Material And Methods: Diagnosis, predisposing factors and treatment of 34 patients with translocation of IUD was evaluated in this retrospective study.

Results: Complaints of pain during insertion and history of cesarean section were present in 70.5% and 58.8% of patients, respectively. IUD-related complications were detected in 52.8% of patients. Transvaginal ultrasonography was used to detect translocation of IUD in 55.8% of cases. Laparoscopy was performed in 55.8% of patients.

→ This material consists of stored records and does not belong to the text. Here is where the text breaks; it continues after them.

PR #1698, opened 2018-01-22
Avoid race when opening exec fifo

craigfurman:
When starting a container with `runc start` or `runc run`, the stub
process (runc[2:INIT]) opens a fifo for writing. Its parent runc process
will open the same fifo for reading. In this way, they synchronize.

If the stub process exits at the wrong time, the parent runc process
will block forever.

This can happen when racing 2 runc operations against each other: `runc
run/start`, and `runc delete`. It could also happen for other reasons,
e.g. the kernel's OOM killer may select the stub process.

This commit resolves this race by racing the opening of the exec fifo
from the runc parent process against the stub process exiting. If the
stub process exits before we open the fifo, we return an error.

Another solution is to wait on the stub process. However, it seems it
would require more refactoring to avoid calling wait multiple times on
the same process, which is an error.

Note: We aren't really sure how to integration test this in a sane way. In Garden, we wrote a test but it involves patching in:

```
diff --git a/libcontainer/standard_init_linux.go b/libcontainer/standard_init_linux.go
index 8a544ed5..84cd8765 100644
--- a/libcontainer/standard_init_linux.go
+++ b/libcontainer/standard_init_linux.go
@@ -6,7 +6,9 @@ import (
 	"fmt"
 	"os"
 	"os/exec"
+	"strings"
 	"syscall" //only for Exec
+	"time"
 
 	"github.com/opencontainers/runc/libcontainer/apparmor"
 	"github.com/opencontainers/runc/libcontainer/configs"
@@ -169,6 +171,9 @@ func (l *linuxStandardInit) Init() error {
 	// user process. We open it through /proc/self/fd/$fd, because the fd that
 	// was given to us was an O_PATH fd to the fifo itself. Linux allows us to
 	// re-open an O_PATH fd through /proc.
+	if !strings.Contains(name, "init") {
+		time.Sleep(time.Hour)
+	}
 	fd, err := unix.Open(fmt.Sprintf("/proc/self/fd/%d", l.fifoFd), unix.O_WRONLY|unix.O_CLOEXEC, 0)
 	if err != nil {
 		return newSystemErrorWithCause(err, "open exec fifo")
```

to expose the race condition, and then performing `runc run` and `runc delete` operations. Hopefully someone has a better idea of how to get a more sensible test into `runc`.

[Fixes: #1697]

Cheers,
@williammartin & Craig

PR #2185, opened 2019-12-18
Fix race checking for process exit and waiting for exec fifo

### LINKED ISSUE #2183: Race condition in exec() exists waiting for fifo from container process
Container failures are seen downstream in Kubernetes e2e runs when very short-lived containers are quickly created/completed. https://github.com/kubernetes/kubernetes/issues/86312

The following error is returned from the container runtime:
```
Terminated:&ContainerStateTerminated{ExitCode:128,Signal:0,Reason:ContainerCannotRun,Message:OCI runtime start failed: container process is already dead: unknown
```

Even though the container actually ran successfully, based on log output.

@random-liu [tracked this down](https://github.com/kubernetes/kubernetes/issues/86312#issuecomment-566722798) to a race condition in the code that checks if a process is dead/zombie while waiting to open the fifo successfully. A sequence of events that could cause this is:

1. process starts, opens fifo in write mode
2. awaitFifoOpen opens fifo in read mode
3. process completes
4. 100ms timeout in awaitProcessExit fires, stats pid, gets error, closes isDead channel
5. select block in exec() takes the awaitProcessExit branch and returns a "container process is already dead" error
6. goroutine in awaitFifoOpen propagates the open fifo to the fifoOpened channel

We only see this under fairly heavy load, in which normal expectations around speed and sequence of goroutine execution can be challenged.

liggitt:
Fixes #2183, a race condition in checking for a dead process while waiting for the exec fifo to open:

* Moves the wait for the blocking fifo open (happy path) and the 100ms poll for a missing/zombie process into the same loop
* When the missing/zombie process check fires, does a non-blocking open/read of the fifo to see if the process already completed, and only returns the "container process is already dead" error if that fails.

To test this, I inserted a synthetic 150ms delay in the awaitFifoOpen path after opening the fifo (simulating a slow send on the fifoOpened channel losing the race to the 100ms dead process detection timeout), and the integration suite passed (this PR includes https://github.com/opencontainers/runc/pull/2186 which fixes an existing race condition in one of the integration tests).

```diff
diff --git a/libcontainer/container_linux.go b/libcontainer/container_linux.go
index bec72def..a5a4d1ad 100644
--- a/libcontainer/container_linux.go
+++ b/libcontainer/container_linux.go
@@ -301,6 +301,8 @@ func awaitFifoOpen(path string) <-chan openResult {
        fifoOpened := make(chan openResult)
        go func() {
                result := fifoOpen(path, true)
+               // simulate a slow send on fifoOpened, racing with the 100ms dead process detection timeout
+               time.Sleep(150 * time.Millisecond)
                fifoOpened <- result
        }()
        return fifoOpened
```

When I insert the same simulated race in master, 14 integration tests fail with "container is already dead" errors.

Still working out a way to unit/integration test this without modifying non-test code like that.

cc @random-liu

### DIFF
--- a/libcontainer/container_linux.go
+++ b/libcontainer/container_linux.go
@@ -265,22 +265,24 @@ func (c *linuxContainer) Exec() error {
 
 func (c *linuxContainer) exec() error {
 	path := filepath.Join(c.root, execFifoFilename)
+	pid := c.initProcess.pid()
+	blockingFifoOpenCh := awaitFifoOpen(path)
+	for {
+		select {
+		case result := <-blockingFifoOpenCh:
+			return handleFifoResult(result)
 
-	fifoOpen := make(chan struct{})
-	select {
-	case <-awaitProcessExit(c.initProcess.pid(), fifoOpen):
-		return errors.New("container process is already dead")
-	case result := <-awaitFifoOpen(path):
-		close(fifoOpen)
-		if result.err != nil {
-			return result.err
+		case <-time.After(time.Millisecond * 100):
+			stat, err := system.Stat(pid)
+			if err != nil || stat.State == system.Zombie {
+				// could be because process started, ran, and completed between our 100ms timeout and our system.Stat() check.
+				// see if the fifo exists and has data (with a non-blocking open, which will succeed if the writing process is complete).
+				if err := handleFifoResult(fifoOpen(path, false)); err != nil {
+					return errors.New("container process is already dead")
+				}
+				return nil
+			}
 		}
-		f := result.file
-		defer f.Close()
-		if err := readFromExecFifo(f); err != nil {
-			return err
-		}
-		return os.Remove(path)
 	}
 }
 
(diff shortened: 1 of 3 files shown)


liggitt:
hmm, `TestCheckpoint` is failing in three of the travis jobs:
```
--- FAIL: TestCheckpoint (0.52s)
    checkpoint_test.go:260: Did not restore the pipe correctly: 
```
but passes locally:
```
=== RUN   TestCheckpoint
--- PASS: TestCheckpoint (0.51s)
```

liggitt:
cc @crosbymichael @mrunalp as approvers on the introducing PR (https://github.com/opencontainers/runc/pull/1698)

mrunalp:
I am away this week and have only phone access. This looks fine from a quick look but would let other maintainers review it deeper. Thanks!

Random-Liu:
Adding a check after detecting the process is gone sounds good.

crosbymichael:
LGTM

liggitt:
cc @cyphar since @mrunalp is OOO

mrunalp:
LGTM

liggitt:
Thank you all for the reviews. I'm working on getting this propagated into containerd/docker versions we use for CI in Kubernetes, since our test scenarios trigger this bug frequently. Is there an existing timeframe for the next tagged version of runc, or is that done on an as-needed basis?

cyphar:
> Is there an existing timeframe for the next tagged version of runc, or is that done on an as-needed basis?

It's mostly done on an as-needed basis, but right now we are all waiting (with bated breath) for opencontainers/runtime-spec#1008 to be merged so that runc can finally have a `1.0` release and we can switch to a more periodic release schedule. If you need a `1.0-rc10` we can do that, but right now we need to also deal with CVE-2019-19921.

liggitt:
That context is helpful, thanks. I don't have a good sense for how much work https://github.com/opencontainers/runtime-spec/pull/1008 will require in this repo before a 1.0 tag could be cut, or from downstream consumers before that 1.0 tag could be consumed... if it's O(weeks), an earlier RC tag would be appreciated if possible.

cyphar:
It will definitely be O(weeks) -- especially given the time of year. In that case, I will first try to get a fix for CVE-2019-19921 merged first (probably closer to a week unless we have long arguments about the solution) and then do an `rc10` release.

liggitt:
Thanks, much appreciated

h-vetinari:
> @cyphar: It's mostly done on an as-needed basis, but right now we are all waiting (with bated breath) for opencontainers/runtime-spec#1008 to be merged so that runc can finally have a `1.0` release and we can switch to a more periodic release schedule. If you need a `1.0-rc10` we can do that, but right now we need to also deal with CVE-2019-19921.

Considering that it's taken 2 years to sort out the hooks (more or less), shouldn't there be an `1.0-rc11` with the new hooks (once landed in spec and runc), to weed out potential implementation errors, see how the ecosystem can move away from the now-deprecated hooks to the new ones, and get feedback from other runtime authors? What's 2 additional month in this whole saga? ;)

cyphar:
> shouldn't there be an 1.0-rc11 with the new hooks (once landed in spec and runc), to weed out potential implementation errors, see how the ecosystem can move away from the now-deprecated hooks to the new ones, and get feedback from other runtime authors?

Yeah, that's mostly likely what we'll end up doing.

> What's 2 additional month in this whole saga? ;)

:sob: :sob: :sob: :sob:

liggitt:
@cyphar any estimate on getting this in a tagged release?

liggitt:
from https://github.com/opencontainers/runc/pull/2185#issuecomment-569271362

>  I will first try to get a fix for CVE-2019-19921 merged first (probably closer to a week unless we have long arguments about the solution) and then do an rc10 release.

For anyone following along, it looks like that is being discussed/tracked in https://github.com/opencontainers/runc/issues/2197#issuecomment-570055971

libcontainer/container_linux.go
```diff
@@ -295,38 +297,39 @@ func readFromExecFifo(execFifo io.Reader) error {
...
+	}
+	return openResult{file: f}
+}
+
+func handleFifoResult(result openResult) error {
+	if result.err != nil {
+		return result.err
+	}
+	f := result.file
+	defer f.Close()
```
tedyu: I wonder if this deferred close would function correctly w.r.t. the os.Remove call a few lines down.
On windows, we cannot rename/delete/move a file with open file handles.

Should the code be refactored so that this works on all platforms ?

Thanks

liggitt: This is moving existing code that was previously on line 279. It is also explicitly in a file that it only runs on Linux.

tedyu: Should have placed my previous comment on the original code.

Conclusion: There were high rates of history of cesarean section, insertion in the puerperal period and insertion by midwives in patients with translocated IUD. These may be predisposing factors for IUD translocation. The clinician who inserts the IUD should be experienced in this area and obtain sufficient information from the pelvic examination prior to insertion of the device. Gynecological examination should be conducted for a proper diagnosis of translocation of IUD. In the event that the IUD string is not visible in the gynecological examination, transvaginal ultrasonography should be performed. If the IUD is still not visible, then abdominal radiography should be performed. As soon as diagnosis of translocation of IUD has been established, surgical treatment should be planned. First treatment of choice should be laparoscopy.